In an op-ed in last month’s Wired, stand-up comic Patton Oswalt called for the destruction of geek culture. It came from a place of love.
A tried and true dweeb of the 1980s, Oswalt was just depressed over the world of geekery his daughter would soon inherit, where anybody, anywhere, can instantly become an “expert” on anything. All it takes is a stroll through Wikipedia and a weekend-long binge via bittorrent. To Oswalt, this has bred a generation of astute pop-culture obsessives, with far less immersion, bereft of the the waiting and wondering that used to surround each dip into a particular oeuvre.
“Everything we have today that’s cool comes from someone wanting more of something they loved in the past,” he writes. “Now, with everyone more or less otaku and everything immediately awesome…the old inner longing for more or better that made our present pop culture so amazing is dwindling.
By the grace of Gollum, his rambling essay — which ends on a description of the cleansing apocalypse we’re supposed to pray for — dropped at about the same time as Roger Ebert launched himself back onto television.
Back in pre-otaku times, Ebert and partner/rival Gene Siskel were providing one of the more necessary gateways to geekery that existed before the Internet was around to give us everything all the time. From 1975 and up through the birth of the web, “Siskel and Ebert At The Movies” was a syndicated (initially public TV) series that managed to serve two masters.
In one corner, mainstream audiences just wanting a nudge in the right direction on their way out to the Multiplex. In the other, folks hungry for thoughtful discussion on the big movies of the week, as well as under-publicized art house or foreign film that might be worth seeking out.

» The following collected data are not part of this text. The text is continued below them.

PR #662, opened 2026-07-22
fix: bound stage teardown so timed-out stages always produce reports

### LINKED ISSUE #647: Run hangs after stage timeout with many in-flight sessions; report never generated
## Symptom

Running a `trace_session_replay` stage with a `timeout` under high concurrency (e.g. 80 concurrent sessions, `worker_max_concurrency: 100`, 256k-token contexts), the benchmark occasionally hangs forever after the stage times out. The process never reaches report generation, so a run whose whole purpose was to sample a fixed window produces nothing.

## Root cause

Post-timeout teardown is a chain of unbounded waits across the main process and workers. Each of them deadlocks permanently if a single worker process dies (e.g. OOM kill, which is realistic with many 256k-token sessions in flight) or a task fails to observe its cancellation. References are to `main` @ e12d6a2:

1. **Active-request drain loops** ([run_session_stage L704](https://github.com/kubernetes-sigs/inference-perf/blob/e12d6a2/inference_perf/loadgen/load_generator.py#L704), [run_stage L825](https://github.com/kubernetes-sigs/inference-perf/blob/e12d6a2/inference_perf/loadgen/load_generator.py#L825)): `while active_requests_counter.value > 0: await sleep(1)`. The counter is decremented in each task's `finally`; a dead worker's in-flight increments are never undone, so this spins forever.
2. **`request_queue.join()`** ([L711](https://github.com/kubernetes-sigs/inference-perf/blob/e12d6a2/inference_perf/loadgen/load_generator.py#L711), [L834](https://github.com/kubernetes-sigs/inference-perf/blob/e12d6a2/inference_perf/loadgen/load_generator.py#L834)): blocks until every pulled item gets `task_done()`. A dead worker's pulled-but-unfinished items block it forever - and it is a synchronous call on the main event loop.
3. **Worker-side `await gather(*tasks)`** ([L257](https://github.com/kubernetes-sigs/inference-perf/blob/e12d6a2/inference_perf/loadgen/load_generator.py#L257)): no `return_exceptions`. `schedule_client` re-raises non-cancellation exceptions ([L216](https://github.com/kubernetes-sigs/inference-perf/blob/e12d6a2/inference_perf/loadgen/load_generator.py#L216)), so any task exception stored during the stage detonates *at teardown* and kills the worker process - after the liveness-check window in the dispatch loop has passed.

Occasionally, they’d take the time to sell you on a classic. Hearing them chat up an old masterpiece for a couple of minutes was plenty encouragement for a sheltered suburban youth to embark on a little makeshift film-schooling.
And it was good.
After Gene died of a brain tumor in 1999, things began to wind down; his replacement up in the balcony didn’t quite do the trick, and then Roger was struck by cancer that cost him his lower jaw and voice. By this time, there was no shortage of intelligent discourse on film no matter how far out into the sticks you found yourself.
Ebert is no Luddite. A good friend of mine recalls stumbling on his CompuServe page back in the early-90s, when he was 14, and getting into a brief e-mail exchange over Quentin Tarantino. But he certainly seems to have replaced his power of speech with an especially prolific presence on Twitter and his own blog. He’s promised to stream the new series to every LCD screen on the market and try to focus more on the films that enthusiasts care about.
That ambition isn’t totally obvious on the new show, so far. The balcony portion, which is the bulk of it, apes the original series in all but chemistry. The new show is hosted by the Associated Press’ Christy Lemire and Mubi.com critic Ignatiy Vishnevetsky — both super-smart, but you can’t shake the feeling that it was casting that put them together. Now that’s old-school television, whereas one of the greatest benefits of web-based programming is that it usually sprouts from existing relationships, where a first episode can feel as comfortable the 1,000th.
On the plus side, it’s got more megazine-y segments, like Kim Morgan’s stroll (literally, she struts around alongside the clips) through the 1949 film-noir thriller “The Third Man”.
But the far-and-away highlight of the first few episodes has been Ebert himself. In the pilot, he borrowed the voice of Werner Herzog in order to call attention to the apparently charming new animated film “My Dog Tulip.” Herzog’s warm reading over footage from the film really add up to something and lead me to think the whole show would have been great if it were comprised solely of televisual essays.
No doubt TV is better for having this show. The new “At The Movies” might have been better had it started scrappier, and off of television. One reason I’ll never follow Patton Oswalt into his tunnel back to 1987 is that, despite the smug intellectual laziness and ADD our present dystopia abets – there’s a lot of opportunity out there now, especially for folks who might not have landed a hit TV show just talking about what they love.